What to produce – Would you output the entries below only from the line containing "PR #369, opened 2021-03-30" through the line containing "Change the contest.js", exactly as they stand and with both ends included?

START Data excerpts

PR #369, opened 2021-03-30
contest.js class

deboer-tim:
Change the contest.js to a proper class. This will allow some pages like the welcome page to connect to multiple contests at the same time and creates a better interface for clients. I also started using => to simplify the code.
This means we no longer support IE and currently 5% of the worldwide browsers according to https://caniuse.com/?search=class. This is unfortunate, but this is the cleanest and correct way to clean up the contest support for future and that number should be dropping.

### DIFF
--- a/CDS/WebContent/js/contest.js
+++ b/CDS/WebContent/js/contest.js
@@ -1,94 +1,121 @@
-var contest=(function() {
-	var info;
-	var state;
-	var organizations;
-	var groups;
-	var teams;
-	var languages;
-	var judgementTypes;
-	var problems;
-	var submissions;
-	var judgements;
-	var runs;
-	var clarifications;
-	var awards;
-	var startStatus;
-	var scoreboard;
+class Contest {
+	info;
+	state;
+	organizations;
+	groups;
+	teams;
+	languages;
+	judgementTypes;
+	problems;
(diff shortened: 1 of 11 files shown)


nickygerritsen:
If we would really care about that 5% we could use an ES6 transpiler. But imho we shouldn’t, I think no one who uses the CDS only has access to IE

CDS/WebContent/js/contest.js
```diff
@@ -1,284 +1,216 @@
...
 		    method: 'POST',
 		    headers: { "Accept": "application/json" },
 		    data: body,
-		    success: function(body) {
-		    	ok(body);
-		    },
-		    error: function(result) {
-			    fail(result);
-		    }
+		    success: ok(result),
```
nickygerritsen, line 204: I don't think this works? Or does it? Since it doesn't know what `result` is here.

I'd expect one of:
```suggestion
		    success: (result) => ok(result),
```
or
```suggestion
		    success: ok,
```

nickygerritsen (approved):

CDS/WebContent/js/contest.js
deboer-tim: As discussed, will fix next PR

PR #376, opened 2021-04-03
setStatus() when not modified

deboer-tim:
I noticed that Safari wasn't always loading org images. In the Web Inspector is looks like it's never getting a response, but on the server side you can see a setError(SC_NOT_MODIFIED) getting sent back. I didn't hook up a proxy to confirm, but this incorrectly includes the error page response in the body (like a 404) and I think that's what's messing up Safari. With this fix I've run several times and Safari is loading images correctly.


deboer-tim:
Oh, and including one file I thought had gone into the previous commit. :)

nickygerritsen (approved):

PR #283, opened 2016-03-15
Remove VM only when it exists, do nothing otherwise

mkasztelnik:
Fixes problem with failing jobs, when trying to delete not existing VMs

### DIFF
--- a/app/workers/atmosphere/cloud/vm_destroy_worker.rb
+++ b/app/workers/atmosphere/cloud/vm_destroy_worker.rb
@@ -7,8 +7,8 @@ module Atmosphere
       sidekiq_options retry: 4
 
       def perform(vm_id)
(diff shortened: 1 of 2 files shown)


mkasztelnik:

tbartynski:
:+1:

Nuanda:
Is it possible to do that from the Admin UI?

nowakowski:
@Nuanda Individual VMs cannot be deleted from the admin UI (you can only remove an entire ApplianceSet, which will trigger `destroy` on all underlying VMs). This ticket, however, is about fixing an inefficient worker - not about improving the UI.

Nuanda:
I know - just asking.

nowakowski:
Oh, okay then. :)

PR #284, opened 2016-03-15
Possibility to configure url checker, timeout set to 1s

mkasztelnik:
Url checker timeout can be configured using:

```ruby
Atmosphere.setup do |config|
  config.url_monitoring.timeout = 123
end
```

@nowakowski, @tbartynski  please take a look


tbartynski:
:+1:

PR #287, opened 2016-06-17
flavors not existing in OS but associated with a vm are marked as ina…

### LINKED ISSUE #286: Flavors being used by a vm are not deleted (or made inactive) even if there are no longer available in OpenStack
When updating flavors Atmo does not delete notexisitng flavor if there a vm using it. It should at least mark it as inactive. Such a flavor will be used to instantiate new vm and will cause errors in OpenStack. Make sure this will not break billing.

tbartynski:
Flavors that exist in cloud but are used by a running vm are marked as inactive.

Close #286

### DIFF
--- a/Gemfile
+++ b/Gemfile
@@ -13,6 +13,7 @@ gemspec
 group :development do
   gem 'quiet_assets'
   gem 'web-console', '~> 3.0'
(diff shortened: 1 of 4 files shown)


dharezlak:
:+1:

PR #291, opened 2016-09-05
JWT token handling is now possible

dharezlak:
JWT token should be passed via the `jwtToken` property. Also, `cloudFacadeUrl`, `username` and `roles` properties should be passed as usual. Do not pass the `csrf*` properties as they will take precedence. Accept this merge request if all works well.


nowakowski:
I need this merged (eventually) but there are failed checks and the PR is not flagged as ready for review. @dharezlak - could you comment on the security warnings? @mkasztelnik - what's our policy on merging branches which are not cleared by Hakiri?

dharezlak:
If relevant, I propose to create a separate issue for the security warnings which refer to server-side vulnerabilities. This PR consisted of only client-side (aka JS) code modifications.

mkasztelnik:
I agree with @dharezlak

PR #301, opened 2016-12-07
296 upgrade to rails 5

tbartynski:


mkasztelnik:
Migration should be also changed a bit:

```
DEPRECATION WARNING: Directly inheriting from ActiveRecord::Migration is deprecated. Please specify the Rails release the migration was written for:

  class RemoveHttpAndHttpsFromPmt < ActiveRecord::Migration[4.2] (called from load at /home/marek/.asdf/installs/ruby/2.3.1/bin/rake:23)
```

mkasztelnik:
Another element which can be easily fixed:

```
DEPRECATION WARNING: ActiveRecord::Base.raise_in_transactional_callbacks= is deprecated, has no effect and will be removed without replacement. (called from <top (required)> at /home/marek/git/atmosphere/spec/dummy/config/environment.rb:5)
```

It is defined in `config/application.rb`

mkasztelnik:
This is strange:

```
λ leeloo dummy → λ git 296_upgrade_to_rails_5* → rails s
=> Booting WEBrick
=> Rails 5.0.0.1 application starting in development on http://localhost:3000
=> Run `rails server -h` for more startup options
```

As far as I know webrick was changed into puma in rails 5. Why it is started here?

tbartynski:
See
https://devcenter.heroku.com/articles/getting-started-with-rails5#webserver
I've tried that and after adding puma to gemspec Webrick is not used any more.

END Data excerpts
START Data excerpts

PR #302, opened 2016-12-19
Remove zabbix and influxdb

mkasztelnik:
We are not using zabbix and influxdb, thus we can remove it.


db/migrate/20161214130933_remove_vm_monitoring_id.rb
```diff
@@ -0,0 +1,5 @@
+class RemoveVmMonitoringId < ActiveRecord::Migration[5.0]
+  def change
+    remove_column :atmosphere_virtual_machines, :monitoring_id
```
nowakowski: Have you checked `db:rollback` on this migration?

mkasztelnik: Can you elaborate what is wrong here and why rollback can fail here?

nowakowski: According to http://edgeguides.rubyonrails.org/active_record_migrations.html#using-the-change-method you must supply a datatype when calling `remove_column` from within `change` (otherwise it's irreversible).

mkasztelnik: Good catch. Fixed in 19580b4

END Data excerpts
START Data excerpts

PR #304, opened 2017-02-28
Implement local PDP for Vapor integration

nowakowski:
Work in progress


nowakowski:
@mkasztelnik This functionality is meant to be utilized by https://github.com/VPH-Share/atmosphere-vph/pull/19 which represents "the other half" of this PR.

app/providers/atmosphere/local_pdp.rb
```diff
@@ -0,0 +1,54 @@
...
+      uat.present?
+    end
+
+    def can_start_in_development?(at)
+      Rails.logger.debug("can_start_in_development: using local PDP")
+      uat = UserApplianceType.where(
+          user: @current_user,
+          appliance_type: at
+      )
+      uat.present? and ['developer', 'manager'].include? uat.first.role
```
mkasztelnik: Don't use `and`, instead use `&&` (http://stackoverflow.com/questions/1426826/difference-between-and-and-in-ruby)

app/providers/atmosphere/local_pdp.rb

END Data excerpts

Finished task –
PR #369, opened 2021-03-30
contest.js class

deboer-tim:
Change the contest.js to a proper class. This will allow some pages like the welcome page to connect to multiple contests at the same time and creates a better interface for clients. I also started using => to simplify the code.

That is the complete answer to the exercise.